• [WHAT IS EXPECTED] Find the line holding "PR #1893, opened 2020-02-14" in the entries below. Give it again exactly, along with every line after it up to and including the line holding "based on #1892".

• [AVAILABLE RECORDS]

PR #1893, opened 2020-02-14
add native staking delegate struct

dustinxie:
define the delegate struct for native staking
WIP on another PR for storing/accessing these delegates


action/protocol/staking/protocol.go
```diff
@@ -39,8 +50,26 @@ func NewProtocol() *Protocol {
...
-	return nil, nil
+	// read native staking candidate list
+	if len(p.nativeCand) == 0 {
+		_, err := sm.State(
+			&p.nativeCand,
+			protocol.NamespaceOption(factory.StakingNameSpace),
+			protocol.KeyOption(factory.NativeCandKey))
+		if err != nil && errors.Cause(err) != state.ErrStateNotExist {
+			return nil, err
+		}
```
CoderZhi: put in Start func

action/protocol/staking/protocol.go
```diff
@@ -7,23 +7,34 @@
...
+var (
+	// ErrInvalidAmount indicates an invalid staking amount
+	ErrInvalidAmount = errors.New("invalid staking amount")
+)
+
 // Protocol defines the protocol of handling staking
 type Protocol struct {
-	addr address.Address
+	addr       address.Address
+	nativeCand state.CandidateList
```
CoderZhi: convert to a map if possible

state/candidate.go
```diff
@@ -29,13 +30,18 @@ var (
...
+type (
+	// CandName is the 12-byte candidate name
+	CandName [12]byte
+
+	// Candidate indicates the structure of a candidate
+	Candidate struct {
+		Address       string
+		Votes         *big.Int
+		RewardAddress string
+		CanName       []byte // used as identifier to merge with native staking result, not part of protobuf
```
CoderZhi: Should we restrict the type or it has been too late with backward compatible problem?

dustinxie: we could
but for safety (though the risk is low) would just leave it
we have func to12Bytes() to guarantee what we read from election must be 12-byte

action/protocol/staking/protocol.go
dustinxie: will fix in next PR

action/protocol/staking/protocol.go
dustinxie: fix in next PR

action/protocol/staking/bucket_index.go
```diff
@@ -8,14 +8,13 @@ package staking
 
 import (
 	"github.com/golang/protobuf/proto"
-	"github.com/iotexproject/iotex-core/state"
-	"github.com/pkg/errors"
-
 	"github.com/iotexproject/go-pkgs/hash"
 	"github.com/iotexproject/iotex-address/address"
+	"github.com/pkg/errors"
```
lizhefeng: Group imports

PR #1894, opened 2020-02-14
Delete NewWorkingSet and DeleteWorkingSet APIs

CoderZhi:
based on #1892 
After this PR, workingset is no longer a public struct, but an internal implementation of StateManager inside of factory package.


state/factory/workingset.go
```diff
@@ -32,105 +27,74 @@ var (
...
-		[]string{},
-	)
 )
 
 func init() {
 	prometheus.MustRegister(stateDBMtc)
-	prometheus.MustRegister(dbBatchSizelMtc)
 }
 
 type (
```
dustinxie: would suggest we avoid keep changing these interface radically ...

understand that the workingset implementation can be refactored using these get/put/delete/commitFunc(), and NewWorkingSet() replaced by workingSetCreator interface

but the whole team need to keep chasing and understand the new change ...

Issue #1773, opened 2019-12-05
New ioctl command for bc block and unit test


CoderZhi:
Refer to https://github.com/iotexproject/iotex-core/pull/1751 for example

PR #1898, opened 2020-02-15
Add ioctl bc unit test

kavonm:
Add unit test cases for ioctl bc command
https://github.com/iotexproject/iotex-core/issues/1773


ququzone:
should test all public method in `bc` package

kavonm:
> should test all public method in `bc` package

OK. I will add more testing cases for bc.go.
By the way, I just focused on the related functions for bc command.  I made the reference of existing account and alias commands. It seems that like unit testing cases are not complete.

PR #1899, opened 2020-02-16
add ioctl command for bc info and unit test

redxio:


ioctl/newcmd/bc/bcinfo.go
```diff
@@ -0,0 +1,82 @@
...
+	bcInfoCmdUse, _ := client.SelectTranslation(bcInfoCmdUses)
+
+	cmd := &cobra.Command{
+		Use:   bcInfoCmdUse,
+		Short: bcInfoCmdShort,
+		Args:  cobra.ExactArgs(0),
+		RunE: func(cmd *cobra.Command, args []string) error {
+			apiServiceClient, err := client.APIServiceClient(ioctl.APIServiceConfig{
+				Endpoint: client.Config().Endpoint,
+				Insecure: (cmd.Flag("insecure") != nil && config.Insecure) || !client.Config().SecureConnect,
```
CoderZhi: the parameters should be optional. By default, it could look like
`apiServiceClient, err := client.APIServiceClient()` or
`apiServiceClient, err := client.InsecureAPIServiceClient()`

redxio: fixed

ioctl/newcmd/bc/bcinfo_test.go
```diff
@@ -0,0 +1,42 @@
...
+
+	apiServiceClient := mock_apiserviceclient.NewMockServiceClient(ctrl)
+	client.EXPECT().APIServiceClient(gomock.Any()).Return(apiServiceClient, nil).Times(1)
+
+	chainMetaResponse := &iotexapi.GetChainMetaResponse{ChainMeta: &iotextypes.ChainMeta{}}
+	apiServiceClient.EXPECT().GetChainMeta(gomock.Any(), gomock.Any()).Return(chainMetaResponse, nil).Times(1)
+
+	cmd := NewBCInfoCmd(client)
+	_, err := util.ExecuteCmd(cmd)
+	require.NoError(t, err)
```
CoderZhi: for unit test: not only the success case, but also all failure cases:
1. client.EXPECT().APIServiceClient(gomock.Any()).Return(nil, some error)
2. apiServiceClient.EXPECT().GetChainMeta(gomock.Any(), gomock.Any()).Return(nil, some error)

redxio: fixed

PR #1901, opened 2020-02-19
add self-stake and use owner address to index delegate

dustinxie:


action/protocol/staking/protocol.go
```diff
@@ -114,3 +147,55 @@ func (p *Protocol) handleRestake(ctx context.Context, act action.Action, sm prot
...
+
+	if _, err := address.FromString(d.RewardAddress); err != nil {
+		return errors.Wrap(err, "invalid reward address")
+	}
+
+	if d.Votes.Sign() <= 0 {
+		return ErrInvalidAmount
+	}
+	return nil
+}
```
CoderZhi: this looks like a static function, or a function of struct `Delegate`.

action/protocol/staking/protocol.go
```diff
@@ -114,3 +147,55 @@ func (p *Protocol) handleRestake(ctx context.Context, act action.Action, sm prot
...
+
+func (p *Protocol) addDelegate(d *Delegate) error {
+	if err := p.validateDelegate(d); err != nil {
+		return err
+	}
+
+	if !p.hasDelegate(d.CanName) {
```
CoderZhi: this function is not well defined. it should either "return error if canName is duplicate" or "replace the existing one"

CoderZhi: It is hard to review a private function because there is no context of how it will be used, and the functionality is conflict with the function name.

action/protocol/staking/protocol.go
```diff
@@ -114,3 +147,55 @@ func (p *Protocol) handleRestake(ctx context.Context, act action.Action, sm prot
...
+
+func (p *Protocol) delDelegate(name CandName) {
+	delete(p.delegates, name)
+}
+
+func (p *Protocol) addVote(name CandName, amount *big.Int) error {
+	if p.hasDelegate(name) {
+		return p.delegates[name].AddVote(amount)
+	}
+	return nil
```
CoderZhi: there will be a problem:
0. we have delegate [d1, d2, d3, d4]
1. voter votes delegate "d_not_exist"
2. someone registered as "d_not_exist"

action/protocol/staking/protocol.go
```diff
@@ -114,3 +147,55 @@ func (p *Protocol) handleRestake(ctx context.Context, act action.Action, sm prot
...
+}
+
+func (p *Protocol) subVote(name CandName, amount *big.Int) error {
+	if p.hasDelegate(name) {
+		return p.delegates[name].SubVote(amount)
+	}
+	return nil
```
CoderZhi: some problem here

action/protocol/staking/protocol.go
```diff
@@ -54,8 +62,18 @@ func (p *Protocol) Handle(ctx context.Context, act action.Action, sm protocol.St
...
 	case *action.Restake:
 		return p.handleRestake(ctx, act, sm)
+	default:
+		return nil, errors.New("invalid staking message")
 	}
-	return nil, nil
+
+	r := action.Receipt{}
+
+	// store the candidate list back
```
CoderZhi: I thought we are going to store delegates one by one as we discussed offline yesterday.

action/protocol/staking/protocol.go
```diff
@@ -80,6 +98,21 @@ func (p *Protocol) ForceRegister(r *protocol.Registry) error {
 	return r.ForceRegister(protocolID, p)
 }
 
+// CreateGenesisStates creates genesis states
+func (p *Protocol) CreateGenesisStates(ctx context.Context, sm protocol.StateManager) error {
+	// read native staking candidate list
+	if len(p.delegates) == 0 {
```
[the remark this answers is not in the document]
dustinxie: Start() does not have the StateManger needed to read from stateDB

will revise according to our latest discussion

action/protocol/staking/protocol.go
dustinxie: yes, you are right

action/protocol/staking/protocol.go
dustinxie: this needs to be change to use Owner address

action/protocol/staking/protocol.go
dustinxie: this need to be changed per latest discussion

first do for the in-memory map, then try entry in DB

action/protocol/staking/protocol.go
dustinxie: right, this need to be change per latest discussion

==

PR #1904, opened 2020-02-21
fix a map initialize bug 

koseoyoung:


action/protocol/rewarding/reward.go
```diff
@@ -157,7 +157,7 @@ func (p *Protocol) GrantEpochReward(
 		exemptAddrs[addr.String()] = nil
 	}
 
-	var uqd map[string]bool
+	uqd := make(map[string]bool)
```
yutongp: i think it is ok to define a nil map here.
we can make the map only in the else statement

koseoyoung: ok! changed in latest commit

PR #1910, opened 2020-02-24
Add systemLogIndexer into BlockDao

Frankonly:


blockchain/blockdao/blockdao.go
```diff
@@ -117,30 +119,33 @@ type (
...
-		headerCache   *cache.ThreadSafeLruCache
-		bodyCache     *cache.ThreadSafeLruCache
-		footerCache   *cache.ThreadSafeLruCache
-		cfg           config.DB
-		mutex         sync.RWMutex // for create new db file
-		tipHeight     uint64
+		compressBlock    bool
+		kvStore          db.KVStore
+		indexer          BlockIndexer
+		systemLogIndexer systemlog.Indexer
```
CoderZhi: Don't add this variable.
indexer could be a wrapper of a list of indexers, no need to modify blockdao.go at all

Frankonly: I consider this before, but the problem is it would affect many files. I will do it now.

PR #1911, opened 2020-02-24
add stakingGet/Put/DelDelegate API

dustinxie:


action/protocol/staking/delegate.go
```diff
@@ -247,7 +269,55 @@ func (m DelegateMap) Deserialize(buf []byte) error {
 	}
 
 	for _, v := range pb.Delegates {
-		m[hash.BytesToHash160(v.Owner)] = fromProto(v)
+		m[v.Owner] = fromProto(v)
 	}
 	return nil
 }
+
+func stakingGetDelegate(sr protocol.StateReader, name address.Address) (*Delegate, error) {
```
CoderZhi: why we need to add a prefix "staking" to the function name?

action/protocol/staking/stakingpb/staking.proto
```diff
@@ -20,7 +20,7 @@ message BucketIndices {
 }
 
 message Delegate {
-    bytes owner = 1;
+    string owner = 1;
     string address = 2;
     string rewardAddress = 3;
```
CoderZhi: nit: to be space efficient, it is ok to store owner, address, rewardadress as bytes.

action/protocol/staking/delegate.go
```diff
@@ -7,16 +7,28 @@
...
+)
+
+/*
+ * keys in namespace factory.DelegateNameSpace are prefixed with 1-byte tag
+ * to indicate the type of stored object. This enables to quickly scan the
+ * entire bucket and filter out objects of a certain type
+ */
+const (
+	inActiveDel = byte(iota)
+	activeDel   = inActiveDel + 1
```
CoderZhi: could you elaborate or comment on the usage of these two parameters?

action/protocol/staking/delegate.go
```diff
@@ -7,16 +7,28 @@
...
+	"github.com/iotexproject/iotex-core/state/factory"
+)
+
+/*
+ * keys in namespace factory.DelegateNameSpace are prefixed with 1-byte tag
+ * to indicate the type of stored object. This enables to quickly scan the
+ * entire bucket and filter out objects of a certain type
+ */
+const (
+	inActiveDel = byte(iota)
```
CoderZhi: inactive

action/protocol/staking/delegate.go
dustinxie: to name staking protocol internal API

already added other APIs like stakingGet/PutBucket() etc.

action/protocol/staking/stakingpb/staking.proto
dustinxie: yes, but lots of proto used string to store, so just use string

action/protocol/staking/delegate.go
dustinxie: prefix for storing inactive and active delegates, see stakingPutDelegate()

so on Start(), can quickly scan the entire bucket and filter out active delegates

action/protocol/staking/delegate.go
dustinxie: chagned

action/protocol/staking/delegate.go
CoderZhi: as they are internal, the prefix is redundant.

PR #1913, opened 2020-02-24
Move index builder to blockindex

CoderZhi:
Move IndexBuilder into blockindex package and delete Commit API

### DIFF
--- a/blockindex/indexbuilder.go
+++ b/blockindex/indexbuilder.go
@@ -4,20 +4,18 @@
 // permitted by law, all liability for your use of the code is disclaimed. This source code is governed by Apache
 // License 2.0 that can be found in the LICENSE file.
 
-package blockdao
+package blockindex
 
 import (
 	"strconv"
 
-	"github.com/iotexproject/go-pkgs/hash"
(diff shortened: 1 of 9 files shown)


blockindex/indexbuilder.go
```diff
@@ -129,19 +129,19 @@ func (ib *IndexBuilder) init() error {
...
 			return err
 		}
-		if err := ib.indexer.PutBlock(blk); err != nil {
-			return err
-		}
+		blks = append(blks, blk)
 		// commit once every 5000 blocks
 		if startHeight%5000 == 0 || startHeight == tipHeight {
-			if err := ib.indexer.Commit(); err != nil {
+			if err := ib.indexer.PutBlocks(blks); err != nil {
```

• [SOLUTION]
PR #1893, opened 2020-02-14
add native staking delegate struct

dustinxie:
define the delegate struct for native staking
WIP on another PR for storing/accessing these delegates


action/protocol/staking/protocol.go
```diff
@@ -39,8 +50,26 @@ func NewProtocol() *Protocol {
...
-	return nil, nil
+	// read native staking candidate list
+	if len(p.nativeCand) == 0 {
+		_, err := sm.State(
+			&p.nativeCand,
+			protocol.NamespaceOption(factory.StakingNameSpace),
+			protocol.KeyOption(factory.NativeCandKey))
+		if err != nil && errors.Cause(err) != state.ErrStateNotExist {
+			return nil, err
+		}
```
CoderZhi: put in Start func

action/protocol/staking/protocol.go
```diff
@@ -7,23 +7,34 @@
...
+var (
+	// ErrInvalidAmount indicates an invalid staking amount
+	ErrInvalidAmount = errors.New("invalid staking amount")
+)
+
 // Protocol defines the protocol of handling staking
 type Protocol struct {
-	addr address.Address
+	addr       address.Address
+	nativeCand state.CandidateList
```
CoderZhi: convert to a map if possible

state/candidate.go
```diff
@@ -29,13 +30,18 @@ var (
...
+type (
+	// CandName is the 12-byte candidate name
+	CandName [12]byte
+
+	// Candidate indicates the structure of a candidate
+	Candidate struct {
+		Address       string
+		Votes         *big.Int
+		RewardAddress string
+		CanName       []byte // used as identifier to merge with native staking result, not part of protobuf
```
CoderZhi: Should we restrict the type or it has been too late with backward compatible problem?

dustinxie: we could
but for safety (though the risk is low) would just leave it
we have func to12Bytes() to guarantee what we read from election must be 12-byte

action/protocol/staking/protocol.go
dustinxie: will fix in next PR

action/protocol/staking/protocol.go
dustinxie: fix in next PR

action/protocol/staking/bucket_index.go
```diff
@@ -8,14 +8,13 @@ package staking
 
 import (
 	"github.com/golang/protobuf/proto"
-	"github.com/iotexproject/iotex-core/state"
-	"github.com/pkg/errors"
-
 	"github.com/iotexproject/go-pkgs/hash"
 	"github.com/iotexproject/iotex-address/address"
+	"github.com/pkg/errors"
```
lizhefeng: Group imports

PR #1894, opened 2020-02-14
Delete NewWorkingSet and DeleteWorkingSet APIs

CoderZhi:
based on #1892 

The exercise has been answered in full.